This has been a confusing and unpredictable year for Google’s users and observers, who can’t tell if the search giant is focused on shedding weight or expanding its reach.
On one hand, Google made the wise decision to drop more than a dozen underused products (Aardvark, Sidewiki, etc.) in 2011 while also launching the mega-successful social network Google+.
But looking at the tech company’s other launches, including this week’s liftoff for Google Flights, a disturbing trend becomes apparent: Google seems perfectly comfortable to be a copycat, not an innovator.
Just look back at some of the more recent Google projects:
• Google Offers: A knockoff of Groupon, which was already being copied by upward of 500 competitors.
• +1 Button: Google’s stab at a “Tweet” or “Like” button. Didn’t really make sense until Google+ came along a month later — and even then wasn’t integrated for another two months.
• Music Beta by Google: Great potential, but still showed up late to the party, launching two months after Amazon CloudDrive
And now we have Google Flights, which lets you find and book air travel. Who’s heard of such a thing? Oh wait, everyone. Back in 2007.
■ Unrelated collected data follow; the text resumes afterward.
PR #4793, opened 2016-01-19
make root server file url configurable

xjchengo:
Connection to `packagist.org` from my network is very poor but to `api.github.com` is good. So I want to put a CDN before packagist.org  and set packagist repo like this:
```
{
    "repositories": {
        "packagist": {
            "type": "composer",
            "url": "CDN_URL"
        }
    }
}
```
CDN is set to be a mirror of `packagist.org`. It works! After package provider files is cached in CDN, the speed of `composer install & update` is acceptable.

Because there isn't version-related info in root server file url, my CDN cannot update it immediately.

In this PR, I make root server file url configurable. So I can put root server file in a dynamic content server and other package provider files in CDN.

Now the CDN mirror is updated passively. Next step I will make it updated actively.
Any suggestion is welcome.

### DIFF
--- a/src/Composer/Repository/ComposerRepository.php
+++ b/src/Composer/Repository/ComposerRepository.php
@@ -38,6 +38,7 @@ class ComposerRepository extends ArrayRepository implements ConfigurableReposito
     protected $config;
     protected $repoConfig;
     protected $options;
+    protected $rootServerFileUrl;
     protected $url;
     protected $baseUrl;
     protected $io;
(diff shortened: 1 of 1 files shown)


Seldaek:
What about doing it the other way? Point the repo url to the dynamic server where the main file is hosted, and then make that main file point all the providers-url/providers-includes to the CDN URL? I think there is nothing forcing these URLs to be domain-relative, I think they can point to a completely different server without problem, or if not then we could fix this.

Issue #7560, opened 2018-08-18
[tool/feature] update to latest available version


strarsis:
Is it possible to let composer bump all versions in `composer.json` to their latest versions?
After bumping to latest version, tests are run to check if the packages are still compatible.
Having a feature/tool for automatically bumping all versions in `composer.json` (not in the lockfile) would be helpful.

alcohol:
I have personally been looking into this lately a bit myself, but haven't really invested the time yet to actually submit a PR.

strarsis:
@alcohol: This feature would be very helpful!

strarsis:
@alcohol: Is this still planned to be implemented in near future?
It is very useful to bulk-update WordPress plugins managed by composer for example.

alcohol:
No explicit plans, on my personal to-do, but really low on time to be honest. :-(

Seldaek:
Duplicate of https://github.com/composer/composer/issues/7273

PR #7567, opened 2018-08-20
extract command logic to helper ( prep for #7560 )

alcohol:
This work is a start towards #7560 

- [x] extract logic
- [ ] write test scenarios

### DIFF
--- a/src/Composer/Util/Exception/PackageHelper/NoMatchForPhpVersionException.php
+++ b/src/Composer/Util/Exception/PackageHelper/NoMatchForPhpVersionException.php
@@ -1,0 +1,15 @@
+<?php
+
+namespace Composer\Util\Exception\PackageHelper;
+
+class NoMatchForPhpVersionException extends \InvalidArgumentException
+{
+    public static function given($name, $phpVersion)
+    {
+        return new self(sprintf(
+            'Could not find package %s in any version matching your PHP version (%s)',
+            $name,
+            $phpVersion
+        ));
+    }
+}
--- a/src/Composer/Util/PackageHelper.php
+++ b/src/Composer/Util/PackageHelper.php
@@ -1,0 +1,156 @@
+<?php
+
+/*
+ * This file is part of Composer.
+ *
+ * (c) Nils Adermann <naderman@naderman.de>
+ *     Jordi Boggiano <j.boggiano@seld.be>
+ *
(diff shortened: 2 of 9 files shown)


src/Composer/Util/Exception/PackageHelper/NoMatchForPhpVersionException.php
```diff
@@ -0,0 +1,15 @@
+<?php
+
+namespace Composer\Util\Exception\PackageHelper;
+
+class NoMatchForPhpVersionException extends \InvalidArgumentException
+{
+    public static function given($name, $phpVersion)
```
Seldaek: Not sure I see the value of those given() methods vs using a constructor (which would let you pass a $previousException too for example)

src/Composer/Util/PackageHelper.php
```diff
@@ -37,6 +37,8 @@ public function findSimilar($package, $limit = 5)
             return array();
         }
 
+        var_dump($results);
```
staabm: Debug leftover

alcohol: Yeah, it is not finished yet. Still got some scenarios I can't quite put my finger on.

src/Composer/Util/Exception/PackageHelper/NoMatchForPhpVersionException.php
alcohol: Wow I kind of forgot about this PR. I can refactor the exceptions to use constructors. But I'm not sure if this whole PR is still applicable with all the work you are putting into 2.0? If it is, then just let me know and I'll update accordingly with the comments left so far :-)

Seldaek: I thiiink it'd be still useful but not 100% sure, probably would be best to rebase and retarget it for 2.0 branch though.

alcohol: Alright, will pick it up again in the near future.

Seldaek:
Closing as it's got quite outdated at this point. If there is still an interest feel free to reopen, I don't think it's necessarily bad to refactor commands, but I think maybe working on integration tests for them first would make more sense so we can ensure we avoid regressions when doing such big refactorings.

Don’t get me wrong. This product was destined to become reality, seeing as how Google recently completed its purchase of ITA Software, which powers the flight search tools for most major airlines.
But the real issue is that Google simply isn’t bringing much to the table. The execs saw Orbitz, Expedia, Travelocity and Kayak making money, and they wanted to swipe some of that money. Hey, that’s life in a capitalist society. But a company like Google has to do a lot more than just show up.
Google Flights is a speedy but altogether mediocre tool, one that drives you to airline sites for purchase. This is a model pioneered by Kayak, which also lets you scan other third-party sites like Travelocity and Priceline.
In a head-to-head comparison, The New York Times found Kayak to be a better option, though the writer gave Google credit for speed and simplicity.
But this is the very thing that’s wrong with Google Flights: It’s OK. It’s fine. It has potential.
That’s great if you’re talking about some startup graduating out of Ycombinator. But this is Google. When Google decides to go into a five-year-old industry already filled with strong competitors, why should we expect anything less than a generational leap forward? Instead, we get what we’ve recently come to expect from Google: a faster, whitewashed version of someone else’s idea.
Google Flights isn’t bad. But the message it sends sure is.